### Problem requirements
Produce a verbatim copy of the lines from the one holding "new beta version." through the last line of the listing, and nothing else.
┄┄┄┄┄┄┄┄┄┄┄┄┄┄┄┄┄┄┄┄
PR #439, opened 2017-07-01
Make diff tools configuration lazy

### LINKED ISSUE #437: EntryPointNotFoundException on rider / .net 462 / macOS
Quick one which should be easy to repro. Using 2.8.3, rider, xunit, .net 4.6.2 classlib, running tests in the runner throws with an EntryPointNotFoundException inside a TypeInitializerException that leads me to
```
      [DllImport("kernel32.dll", SetLastError = true)]
      private static extern IntPtr CreateToolhelp32Snapshot(uint dwFlags, uint th32ProcessId);
```
Which I think means it's trying to do something funky with diff windows in VS or something.

Downgrading to 2.8.2 solves the issue.

slang25:
Fixes #437 

This change makes the VS diff tool not throw when it does the windows specific native interop to find the current running vs process, but more importantly it makes the initialization of all diff tools lazy, so you only pay the cost of doing the work if you actually use the `ShouldMatchApproved` extension method.

It could do with a refactor, but I didn't want to make a breaking change.


JosephWoodward:
Nice,  thanks for this Stu.

slang25:
I removed the lazy polyfill this morning, did you redo it and push over the top?

JosephWoodward:
Really? It was still there in the PR when I pushed it earlier?

slang25:
I'm guessing I didn't push it, I think I'm going crazy.

JosephWoodward:
@jeffkl No problem, was going to do some work on Shouldly tonight so I could get it out in a new beta version.

JosephWoodward:
@jeffkl [3.0.0-beta0003](https://www.nuget.org/packages/Shouldly/3.0.0-beta0003) contains the fix for this issue 👍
┄┄┄┄┄┄┄┄┄┄┄┄┄┄┄┄┄┄┄┄
### Response for this exercise
@jeffkl No problem, was going to do some work on Shouldly tonight so I could get it out in a new beta version.

JosephWoodward:
@jeffkl [3.0.0-beta0003](https://www.nuget.org/packages/Shouldly/3.0.0-beta0003) contains the fix for this issue 👍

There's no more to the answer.